Stable growth in the Medical Business and continued capital investment: The Medical Business continued double-digit growth (Revenue +9.9%, Operating Income +10.5%) and maintained a 14.5% operating margin. Expansion of facilities and high utilization at existing facilities support growth amid structural demand from an aging population. However, capital expenditure is high at 1.7x depreciation, and continued investment will need monitoring for its impact on Free Cash Flow.
Strong cash generation and stable shareholder returns: Operating CF was ¥502.6B (+37.0%), OCF/Net Income ratio 2.4x, indicating good cash realization. Free Cash Flow of ¥147.3B comfortably covers dividend payments of ¥66.2B. With a payout ratio of 32.6% and FCF coverage of 2.2x, dividend sustainability is high. The stock split also implies an effective post-split dividend maintenance or increase, suggesting the company has a financial base to balance shareholder returns and growth investment.

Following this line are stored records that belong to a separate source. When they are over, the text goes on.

PR #6559, opened 2026-01-17
Use intersection types for RightPadded/LeftPadded in JavaScript AST

jkschneider:
## Summary

- Changes `RightPadded<T extends J>` and `LeftPadded<T extends J>` from wrapper objects with an `.element` property to intersection types where the padded value IS the element with padding mixed in
- Aligns the TypeScript model more closely with the Java model and simplifies property access
- Adds function overloads for `visitLeftPadded`/`visitRightPadded` with improved type safety (primitives never return undefined)
- Fixes various issues discovered during the migration:
  - Fixed `unwrap()` in comparator.ts for intersection types
  - Added guards for missing padding in formatting methods
  - Fixed `WhitespaceReconciler` to use ID comparison for `stopAfter` functionality
  - Added `hasSameKind` override in semantic comparator for void/undefined equivalence


knutwannheden:
I think there is still a problem in the JavaSender and JavaReceiver on the JS side. When sending a `J.LeftPadded` or `J.RightPadded` we basically need to "emulate" that by sending an element with the corresponding kind. Similarly, in the receiver we need to "unwrap" and "invert" the padding and its element.

PR #6561, opened 2026-01-17
Add recipes for Kotlinx coroutines and serialization, based on `ReplaceWith`

timtebeek:
Follows the pattern we already have for `InlineMethodCalls`, but now for Kotlin.

- Fixes https://github.com/openrewrite/rewrite/issues/5929
- Closes https://github.com/openrewrite/rewrite-third-party/pull/57


rewrite-kotlin/src/test/java/org/openrewrite/kotlin/replace/ReplaceKotlinMethodTest.java
```diff
@@ -140,6 +141,30 @@ fun test(a: Char, b: Char): Int {
         );
     }
 
+    @Test
+    void replaceConstructorCall() {
+        rewriteRun(
+          spec -> spec.recipe(new ReplaceKotlinMethod(
+            "Holder <constructor>(kotlin.Int)",
```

This report was automatically generated by AI analyzing XBRL earnings release data. It does not constitute a recommendation to invest in any particular security. Industry benchmarks are reference information compiled by the Company based on public financial data. Investment decisions are your responsibility; please consult a professional advisor where appropriate.